Opponents seized on his statement as a 'huge climbdown' from his previous target of having 1,500 grant-maintained schools in operation by April 1994.

Win Griffiths, Labour schools spokesman, said yesterday 'A thousand yes votes before the end of December means no more than 1,000 grant maintained schools achieved by 1 April 1994. Mr Patten has slashed his own estimate by a third.'

Mr Patten, who snubbed local authority members and officers by cancelling a speech at this week's North of England Education Conference, said the number of parental ballots on opting out of local authority control had accelerated since the general election, with eight out of 10 schools voting 'yes'.

'The 1,000th school, I believe, will remove any hopes opponents of grant-maintained schools may have had of returning the schools to local authority control,' he said in a new year message.

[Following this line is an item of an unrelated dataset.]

PR #6650, opened 2023-10-20
fix: SQL `UPDATE SET` is missing spaces

demoManito:


jinzhu:
thank you for your PR, the space is not necessary, so we removed them for performance.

'Parents will have voted with their feet in a way that neither politicians nor bureaucrats can question.' He said that the popularity of opt-out schools with parents was undeniable, with research showing nine out of 10 pupil rolls increasing after the change.

Mr Patten praised teachers' professionalism in implementing recent reforms and promised them a long period of consolidation with an end to legislation on schools. Ministers had responded to what teachers had to say about how technology was taught in schools, Mr Patten said. He has been criticised by teachers' organisation for refusing to meet them.

A new independent inspection regime under the Office of Standards in Education (Ofsted), which replaces HM Inspectorate, would ensure a rigorous inspection of each school every four years. Where a school was clearly shown to be failing a team of 'dedicated and experienced people' would get the school back on its feet, he said.

His message coincided with a local authority analysis which researchers said showed there was no sign of the necessary opting out breakthrough to get near ministers' targets.

Local Schools Information said parents at 21 out of 78 schools voted against grant-maintained status last month amid doubts about the long-term future of extra cash for opt-out schools.

To reach its 1,500 opt-out school target next year, an average of 466 schools would need to ballot each term, compared with 262 last term. 'The Government has used up its prime candidates and all the schools most likely to opt out have done so,' it said.